2011-11-03by Andrew Rouchotas

Cloud giants like Amazon and Google are initiating a massive push towards distributed and replicated storage solutions for cloud computing. Their assertion is that the storage backbone for the cloud should be done via replicating data across commodity type of local storage hardware. Essentially, they are talking about network based RAID across multiple local storage servers. Amidst their claims that distributed storage concepts will one day make SAN solutions obsolete, I am strangely reminded of similar claims by Intel and others regarding the future of mainframe computers when 1U pizza boxes hit the market. At the time, it was postulated that distributed processing found in these intel based machines would be preferable to the centralized compute model offered by mainframes, and inevitably would spell the end of mainframes and the concept of consolidated computing. Clearly distributed processing did not put an end to consolidated mainframe computing, as many enterprises today utilize a hybrid approach to computing. Rest assured, the distributed storage model being so heavily promoted by several cloud giants today will not spell the end of consolidated SAN storage platforms. Having said this, there are clear benefits and disadvantages to each approach that must be considered when building a storage backbone for your cloud.

The majority of service providers offering public cloud solutions today have looked to a consolidated storage platform for their various cloud solutions. The reasons for this are well understood. The hypervisor + consolidated SAN storage platform is natively supported by the most common hypervisors (VMware, Xen,KVM) as a mechanism for achieving high availability and elasticity. Additionally, support for existing applications and platforms is natively available with this infrastructure. Unfortunately, without proper architecture and planning, consolidated storage platforms can represent a large single point of failure or a large network & disk based IO bottleneck. This sort of poor planning and poor architecture has tarnished the reputation of consolidated storage platforms as well as the notion of public clouds as production ready for mission critical applications. Expensive and proprietary storage platforms (EMC, NetAPP, EqualLogics) are certainly mature and ready storage solutions.

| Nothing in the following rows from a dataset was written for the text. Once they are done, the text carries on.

PR #3113, opened 2024-06-17
routing: measure route update latency

AlexanderYastrebov:
* add route update latency metric - the time it takes to apply routes update after receival.
* remove redundant setting of `created` location to UTC - its value is only exposed via Unix() which is always in UTC.


szuecs:
:+1:

MustafaSaber:
👍

AlexanderYastrebov:
:+1:

PR #3116, opened 2024-06-18
routing: refactor update id logging

AlexanderYastrebov:
Increment update id only on update receival instead of each loop cycle which results in odd update id values due to second select case branch.

Follow up on #3112


RomanZavodskikh:
:+1:

AlexanderYastrebov:
:+1:

PR #3118, opened 2024-06-19
OPA: Add response status to control plane traces

mjungsbluth:
The current span for control plane requests of the Open Policy Agent based filters does not include the actual response from the control plane. 

Apart from hard network errors this makes it hard to pinpoint authN / authZ failures or intermittent unavailability (5xx status) of the control plane. 

This PR both adds the control plane responses' http status code to the spans and also flags them as erroneous for all status with a value of 4xx or 5xx.


AlexanderYastrebov:
:+1:

MustafaSaber:
Does this needs to be reflected in `Open Policy Agent span` docs?

szuecs:
> Does this needs to be reflected in `Open Policy Agent span` docs?

let's document operations things if we have more experience with operating it.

For the average service provider, the entry level sticker price made it virtually impossible for providers to offer effective replication and redundancy at the SAN level which led to various significant outages and even data loss. When work loads increased and providers were not able to effectively increase total throughput and/or add in caching layers to offset the workloads, poor performance began to creep into the equation. The issues fundamentally however were related to poor architecture and lack of redundancy. In order to address these concerns, service providers are now circling back and investing in redundant architecture, investing in 10G and bonded 10G networking, as well as, investing in extensive caching layers to offset and seamlessly serve massive and unpredictable workloads that are typically found in large public cloud deployments. The results for those that have invested in upgrading and evolving their infrastructure have been excellent. A properly built consolidated cloud storage backbone can be redundant multiple times over in every single aspect. With adequate and elastic SSD caching, reads and writes can be delivered at SSD speeds, regardless of what drives and what IOPS are available behind them.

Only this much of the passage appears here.